Task goal
Output exactly, with nothing added, the entries from the first line through the line with "it will error".

Stored data:
PR #611, opened 2025-03-19
Fix some UX issues with adding logout button on error 

ashleysmithTTD:
What Changed:

- Add a logout button to PortalErrorBoundary 
- Add functionality to store `lastSelectedParticipantId` as an object with `userId` as the key and `participantId` as the value in the case that mutliple users are logging in to the same device
- Remove "Back to Your Participant" button if user is locked (and/or has no participants)

Test Plan:
- Remove `api-participant-member` role from your keycloak participant, log back into the portal and make sure you can log out and log back in even though it will error
- Log in as your user, log back in as another user who does not have access to your last selected participant and make sure it does not break the UI saying the user does not have access.
- Lock yourself, then login or refresh the page and back sure it just says "You do not have access" and there is no "Back to my participant" button

### DIFF
--- a/src/web/components/Navigation/NoParticipantAccessView.tsx
+++ b/src/web/components/Navigation/NoParticipantAccessView.tsx
@@ -19,10 +19,7 @@ export function NoParticipantAccessView({ user }: NoParticipantAccessViewProps) 
     const lastSelectedParticipantIds = (JSON.parse(
       localStorage.getItem('lastSelectedParticipantIds') ?? '{}'
     ) ?? {}) as UserIdParticipantId;
-    let participantId;
-    if (user) {
-      participantId = lastSelectedParticipantIds[user?.id];
-    }
+    let participantId = user ? lastSelectedParticipantIds[user.id] : undefined;
     if (!participantId && user?.participants && user?.participants.length > 0) {
       participantId = user.participants[0].id;
     }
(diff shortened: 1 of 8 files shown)


src/web/utils/PortalErrorBoundary.tsx
```diff
@@ -1,9 +1,27 @@
...
+
+  return (
+    <div className='portal-error-boundary'>
+      <button className='logout-button' type='button' onClick={logout}>
+        Log Out
+      </button>
+      <ErrorView errorId={errorId} errorHash={errorHash} />
+    </div>
+  );
 }
```
ashleysmithTTD, line 26: I replicated all instances of where we see `<ErrorView />` and `PortalErrorComponent` is the only one where the top-right menu that contains the logout button is not present.  So it just makes sense to add the logout button to this one component.

src/web/components/Navigation/NoParticipantAccessView.tsx
```diff
@@ -40,7 +42,8 @@ export function NoParticipantAccessView({ user }: NoParticipantAccessViewProps)
             <ParticipantSwitcher noInitialValue />
           </div>
         </>
-      ) : (
+      )}
+      {user?.participants?.length === 1 && (
         <div>
           <button className='small-button' type='button' onClick={onBackToParticipant}>
             Back to Your Participant
```
ashleysmithTTD, line 49: These are the changes to not display any ability to navigate to a participant if the user is locked (aka has 0 participants associated with them)

ssundahlTTD (approved):

PR #622, opened 2025-06-13
add service id to admin api calls

ssundahlTTD:
image


ashleysmithTTD:
I think you need to add this stuff to `createAuditLogData` to actually send it through

ashleysmithTTD (approved):

PR #637, opened 2025-06-20
Sas UI d2 4130 keycloak error spam

ssundahlTTD:
removed the custom welcome theme for keycloak.  it never worked and we don't actually care.


src/api/services/adminServiceClient.ts
```diff
@@ -1,6 +1,5 @@
 /* eslint-disable camelcase */
 import axios, { AxiosError, AxiosRequestConfig } from 'axios';
-import crypto from 'crypto';
```
ssundahlTTD, line 3: no longer being used

ashleysmithTTD (approved):

PR #640, opened 2025-06-24
extract schemas into their own file as part of ESM upgrade

ashleysmithTTD:


ssundahlTTD (commented):
is there a good explanation of why these need to be moved?

ssundahlTTD (approved):

PR #641, opened 2025-06-24
direct imports of jest for esm upgrade

ashleysmithTTD:


src/testHelpers/apiTestHelpers.ts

Reply to the task
PR #611, opened 2025-03-19
Fix some UX issues with adding logout button on error 

ashleysmithTTD:
What Changed:

- Add a logout button to PortalErrorBoundary 
- Add functionality to store `lastSelectedParticipantId` as an object with `userId` as the key and `participantId` as the value in the case that mutliple users are logging in to the same device
- Remove "Back to Your Participant" button if user is locked (and/or has no participants)

Test Plan:
- Remove `api-participant-member` role from your keycloak participant, log back into the portal and make sure you can log out and log back in even though it will error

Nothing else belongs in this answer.